**REQUIRED ACTION**
Search the listing below for the string "PropertyExtractors", then copy every line it appears in.

**DATA RECORDS**
Issue #1833, opened 2018-04-09
[RFC] implement allow_plain_identifiers in JSON API


Simperfit:
```
Thanks @dunglas. I see the "allow_plain_identifiers" option is not implemented for the JSON API format. The JSON API spec has no opinion on whether IDs should be IRI's - in fact all their examples only have UIDs, so I think your implementation should support the "allow_plain_identifiers" option.

Would you accept a PR if I implemented it?
```

Simperfit:
from: https://github.com/api-platform/api-platform/issues/569

Ronnie-J:
👍

soyuka:
superseeded by #2686

PR #1834, opened 2018-04-09
feature: allow plain identifiers in json api

Simperfit:
| Q             | A
| ------------- | ---
| Bug fix?      | no
| New feature?  | yes
| BC breaks?    | no
| Deprecations? | no
| Tests pass?   | yes
| Fixed tickets | #1833
| License       | MIT
| Doc PR        | 

This PRs allows to use "allow_plain_identifiers" in JSON API.

### DIFF
--- a/features/jsonapi/jsonapi.feature
+++ b/features/jsonapi/jsonapi.feature
@@ -120,6 +120,46 @@ Feature: JSON API basic support
     And the JSON node "data.relationships.relatedDummies.data" should have 2 elements
     And the JSON node "data.relationships.relatedDummy.data.id" should be equal to "/related_dummies/2"
 
+  Scenario: Create a dummy with relations and plain identifiers
+    Given there is a RelatedDummy
+    When I send a "POST" request to "/dummies" with body:
+    """
+    {
+      "data": {
+        "type": "dummy",
+        "attributes": {
+          "name": "Dummy with relations",
+          "dummyDate": "2015-03-01T10:00:00+00:00"
+        },
+        "relationships": {
+          "relatedDummy": {
+            "data": {
+              "type": "related-dummy",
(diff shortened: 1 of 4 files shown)


soyuka:
You should've asked first. This is joining my though in https://github.com/api-platform/core/pull/1716#issuecomment-379362006 

Using `ItemDataProvider` in the normalizers (this one or the abstract one) is wrong. We should only use `IriConverter`. This is even worse with #1478 because the `ItemDataProvider` needs to be called with normalized identifiers...
Also, `IriConverter` is the class we want to be responsible for handling data in the normalizers.

@Simperfit this is the fix I want to propose, I don't have much time though so feel free to do it :).

1. Add a method in `IriConverter` that has the following signature:

```
public function getIriFromPlainIdentifier($id, $resourceClass) {
 // returns an IRI
}
```

Or this alternative (not fond of this because `IriConverter` should only do things based on `IRIs`:
```
public function getItemFromPlainIdentifier($id, $resourceClass) {}
```

2. Use that IRI in the normalization processes
3. Rewrite a proper fix for #1716 related issue

Simperfit:
Ow @soyuka I didn't know that was already a topic!

I can implement the first solution as it seem (to me too) to be the best one.

So I'm going to:
- remove ItemDataProvider from the abstract class.
- implement getIriFromPlainIdentifier and use it in the abstract class
- and use this new `getIriFromPlainIdentifier` in the JSONAPI's ItemNormalizer.

dunglas:
You should create a new interface `PlainIdentifierConverterInterface` for that (it's not the responsibility of the `IriConverterInterface`).

flug:
@Simperfit Up is this pull request still valid?

soyuka:
Let's close this for now and keep track of it in #2686

PR #1836, opened 2018-04-09
Speed-up Travis

meyerbaptiste:
| Q             | A
| ------------- | ---
| Bug fix?      | no
| New feature?  | no
| BC breaks?    | no
| Deprecations? | no
| Tests pass?   | yes
| Fixed tickets | N/A
| License       | MIT
| Doc PR        | N/A

The coverage now takes 10 minutes instead of 15 minutes before.

### DIFF
--- a/tests/Fixtures/app/AppKernel.php
+++ b/tests/Fixtures/app/AppKernel.php
@@ -38,6 +38,14 @@ class AppKernel extends Kernel
 {
     use MicroKernelTrait;
 
+    public function __construct(string $environment, bool $debug)
+    {
+        parent::__construct($environment, $debug);
+
+        // patch for behat/symfony2-extension not supporting %env(APP_ENV)%
+        $this->environment = $_SERVER['APP_ENV'] ?? $environment;
+    }
+
     public function registerBundles(): array
     {
         $bundles = [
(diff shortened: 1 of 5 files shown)


dunglas:
Thanks @meyerbaptiste, good job!

tests/Fixtures/app/AppKernel.php
```diff
@@ -38,6 +38,14 @@ class AppKernel extends Kernel
 {
     use MicroKernelTrait;
 
+    public function __construct(string $environment, bool $debug)
+    {
+        parent::__construct($environment, $debug);
+
+        // patch for behat/symfony2-extension not supporting %env(APP_ENV)%
+        $this->environment = $_SERVER['APP_ENV'] ?? $environment;
```
sroze: why not `getenv('APP_ENV')`?

dunglas: because it's not thread safe, and for consistency with Flex/Symfony.

teohhanhui:
The best way to speed up Travis build is to use: https://docs.travis-ci.com/user/build-stages/

meyerbaptiste:
PR @teohhanhui? 😄

teohhanhui:
@meyerbaptiste Just out of curiosity, how does this PR achieve the speed-up? :smile:

meyerbaptiste:
By fixing the cache of our test app. In fact, the Symfony2 Behat extension can't resolve `env: '%env(APP_ENV)%'`. So the test app recreated a cache directory every time we ran Behat: `app/cache/env_APP_ENV_<a random sequence of numbers>`.

PR #1843, opened 2018-04-11
value object as ApiResource

komik966:
| Q             | A
| ------------- | ---
| Bug fix?      | no
| New feature?  | yes
| BC breaks?    | no
| Deprecations? | no
| Tests pass?   | no
| Fixed tickets | n/a
| License       | MIT
| Doc PR        | n/a

I'm aware that this PR still needs work, but I opened it to discuss about value objects as ApiResource.
To get the idea check behat test: https://github.com/api-platform/core/compare/master...komik966:vo-denormalizer?expand=1#diff-6af974d3c9848f846d1ee1e58d88564a and entity: https://github.com/api-platform/core/compare/master...komik966:vo-denormalizer?expand=1#diff-e1fa2952eafb66484a8db3d626ddba31
If you agree with it I'll do further work.

Found (potential) bug:
I've not hardly investigated it but it seems that `PurgeHttpCacheListener` has bug - i tries to get entity id before one is created, but not in every case - it not works on entities which I've added in this PR (`VoDummy*`). For now I commented the line which causes issue (https://github.com/api-platform/core/compare/master...komik966:vo-denormalizer?expand=1#diff-07581ee0a08a8e5193cb8a7ec890c3b7R83)

Questions:
- [ ] ConstructorExtractor (https://github.com/api-platform/core/compare/master...komik966:vo-denormalizer?expand=1#diff-71d84e71877454b3e75f141ed3b2f784) shouldn't be included in `symfony/property-access` ?
- [ ] method `instantiateObject` (https://github.com/api-platform/core/compare/master...komik966:vo-denormalizer?expand=1#diff-3e45e8e6ce08f8a7cbbbda1601d5ff29R170) is almost copied from symfony's `AbstractNormalizer` - it only adds execution of new method `prepareAttributeValue` (https://github.com/api-platform/core/compare/master...komik966:vo-denormalizer?expand=1#diff-3e45e8e6ce08f8a7cbbbda1601d5ff29R204)  - shouldn't it be included in `symfony/serializer`?

TODOS:
- [ ]  lack of required param should show violations (like validation error), not generic error (https://github.com/api-platform/core/compare/master...komik966:vo-denormalizer?expand=1#diff-6af974d3c9848f846d1ee1e58d88564aR93)
- [ ] add tests with IRI
- [ ] handle OneToMany circular (https://github.com/api-platform/core/compare/master...komik966:vo-denormalizer?expand=1#diff-6af974d3c9848f846d1ee1e58d88564aR26, https://github.com/api-platform/core/compare/master...komik966:vo-denormalizer?expand=1#diff-cb3c4ced4e06b3eb1231ca0473a03903R43)
- [ ] add documentation
- [ ] solve `PurgeHttpCacheListener` issue

### DIFF
--- a/src/PropertyInfo/ConstructorExtractor.php
+++ b/src/PropertyInfo/ConstructorExtractor.php
@@ -1,0 +1,34 @@
+<?php
+declare(strict_types=1);
+
+namespace ApiPlatform\Core\PropertyInfo;
+
+use ReflectionClass;
+use ReflectionException;
+use Symfony\Component\PropertyInfo\PropertyAccessExtractorInterface;
+
+class ConstructorExtractor implements PropertyAccessExtractorInterface
+{
+    public function isReadable($class, $property, array $context = [])
+    {
+        return;
+    }
+
+    public function isWritable($class, $property, array $context = [])
+    {
+        $constructor = (new ReflectionClass($class))->getConstructor();
+
+        if(!$constructor) {
+            return null; // give a chance for other PropertyExtractors
+        }
+
+        $constructorParameters = $constructor->getParameters();
+        foreach ($constructorParameters as $constructorParameter) {
+            if ($property === $constructorParameter->getName()) {
+                return true;
+            }
+        }
+
+        return null; // give a chance for other PropertyExtractors
+    }
+}
--- a/src/Serializer/AbstractItemNormalizer.php
+++ b/src/Serializer/AbstractItemNormalizer.php
@@ -20,6 +20,7 @@ use ApiPlatform\Core\DataProvider\ItemDataProviderInterface;
 use ApiPlatform\Core\Exception\InvalidArgumentException;
 use ApiPlatform\Core\Exception\InvalidValueException;
 use ApiPlatform\Core\Exception\ItemNotFoundException;
+use ApiPlatform\Core\Exception\PropertyNotFoundException;
 use ApiPlatform\Core\Metadata\Property\Factory\PropertyMetadataFactoryInterface;
 use ApiPlatform\Core\Metadata\Property\Factory\PropertyNameCollectionFactoryInterface;
 use ApiPlatform\Core\Metadata\Property\PropertyMetadata;
@@ -28,9 +29,12 @@ use Symfony\Component\PropertyAccess\Exception\NoSuchPropertyException;
 use Symfony\Component\PropertyAccess\PropertyAccess;
 use Symfony\Component\PropertyAccess\PropertyAccessorInterface;
 use Symfony\Component\PropertyInfo\Type;
+use Symfony\Component\Serializer\Exception\LogicException;
+use Symfony\Component\Serializer\Exception\RuntimeException;
 use Symfony\Component\Serializer\Mapping\Factory\ClassMetadataFactoryInterface;
 use Symfony\Component\Serializer\NameConverter\NameConverterInterface;
 use Symfony\Component\Serializer\Normalizer\AbstractObjectNormalizer;
+use Symfony\Component\Serializer\Normalizer\DenormalizerInterface;
 
 /**
  * Base item normalizer.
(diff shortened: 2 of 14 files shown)


komik966:
https://github.com/symfony/symfony/pull/25605

bendavies:
Very nice. This is what I'd be looking to use

src/Serializer/AbstractItemNormalizer.php
```diff
@@ -159,6 +163,82 @@ protected function getAllowedAttributes($classOrObject, array $context, $attribu
...
+    protected function instantiateObject(array &$data, $class, array &$context, \ReflectionClass $reflectionClass, $allowedAttributes, string $format = null)
+    {
+        if (null !== $object = $this->extractObjectToPopulate($class, $context, static::OBJECT_TO_POPULATE)) {
+            unset($context[static::OBJECT_TO_POPULATE]);
+
+            return $object;
+        }
+
+        $constructor = $this->getConstructor($data, $class, $context, $reflectionClass, $allowedAttributes);
+        if ($constructor) {
```
Simperfit: you can inline this

src/Serializer/AbstractItemNormalizer.php
```diff
@@ -159,6 +163,82 @@ protected function getAllowedAttributes($classOrObject, array $context, $attribu
...
+            $constructorParameters = $constructor->getParameters();
+
+            $params = array();
```
Simperfit: you can use short array syntax

src/PropertyInfo/ConstructorExtractor.php
```diff
@@ -0,0 +1,37 @@
...
+
+class ConstructorExtractor implements PropertyAccessExtractorInterface
+{
+    public function isReadable($class, $property, array $context = array())
+    {
+        return;
+    }
+
+    /**
+     * @throws ReflectionException
```
Simperfit: we do not document exception not thrown directly by the method

src/PropertyInfo/ConstructorExtractor.php
```diff
@@ -0,0 +1,37 @@
...
+
+namespace ApiPlatform\Core\PropertyInfo;
+
+use ReflectionClass;
+use ReflectionException;
+use Symfony\Component\PropertyInfo\PropertyAccessExtractorInterface;
+
+class ConstructorExtractor implements PropertyAccessExtractorInterface
+{
+    public function isReadable($class, $property, array $context = array())
```
Simperfit: you can use short array syntax

src/Serializer/AbstractItemNormalizer.php
```diff
@@ -159,6 +163,82 @@ protected function getAllowedAttributes($classOrObject, array $context, $attribu
...
+            foreach ($constructorParameters as $constructorParameter) {
+                $paramName = $constructorParameter->name;
+                $key = $this->nameConverter ? $this->nameConverter->normalize($paramName) : $paramName;
+
+                $allowed = false === $allowedAttributes || \in_array($paramName, $allowedAttributes);
+                $ignored = !$this->isAllowedAttribute($class, $paramName, $format, $context);
+                if ($constructorParameter->isVariadic()) {
+                    if ($allowed && !$ignored && (isset($data[$key]) || array_key_exists($key, $data))) {
```
Simperfit: why using both isset and array_key_exists?

komik966:
Thanks for review, I'll fix it.
The reason was the need for properties without setters - in some cases it simplifies our domain model.

komik966:
@Simperfit fixed, I leaved `AbstractItemNormalizer::instantiateObject` as is before we decide what to do with it (it is almost copied from https://github.com/symfony/serializer/blob/4.0/Normalizer/AbstractNormalizer.php#L312)

src/PropertyInfo/ConstructorExtractor.php
```diff
@@ -0,0 +1,37 @@
+<?php
+declare(strict_types=1);
+
+namespace ApiPlatform\Core\PropertyInfo;
+
+use ReflectionClass;
+use ReflectionException;
+use Symfony\Component\PropertyInfo\PropertyAccessExtractorInterface;
+
+class ConstructorExtractor implements PropertyAccessExtractorInterface
```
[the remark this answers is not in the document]
Nek-: I don't think so. The fact that a parameter is writable is driven by the fact that you can write it for an _instantiated_ object. So this could never be inside the Symfony component.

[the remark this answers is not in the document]
dunglas: I tend to agree, this a low level and common need, it should be in Symfony, not in API Platform (history: we moved the code PropertyInfo code from API Platform to a standalone library then to Symfony for this exact same reason).

src/Serializer/AbstractItemNormalizer.php
dunglas: For performance I guess (`isset` is faster)

src/Serializer/AbstractItemNormalizer.php
```diff
@@ -159,6 +163,82 @@ protected function getAllowedAttributes($classOrObject, array $context, $attribu
...
+                        if (!\is_array($data[$paramName])) {
+                            throw new RuntimeException(sprintf('Cannot create an instance of %s from serialized data because the variadic parameter %s can only accept an array.',
```
dunglas: Can you add quotes around values in the message?

src/PropertyInfo/ConstructorExtractor.php
```diff
@@ -0,0 +1,34 @@
...
+    public function isReadable($class, $property, array $context = [])
+    {
+        return;
+    }
+
+    public function isWritable($class, $property, array $context = [])
+    {
+        $constructor = (new ReflectionClass($class))->getConstructor();
+
+        if(!$constructor) {
```
meyerbaptiste: You should test if the class is instantiable.

src/PropertyInfo/ConstructorExtractor.php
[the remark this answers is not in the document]
komik966: Adding `property_info.initializable_extractor` tag is better than using `property_info.access_extractor`, I like this approach

komik966:
almost done in #1749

**RESULT**
+            return null; // give a chance for other PropertyExtractors
+        return null; // give a chance for other PropertyExtractors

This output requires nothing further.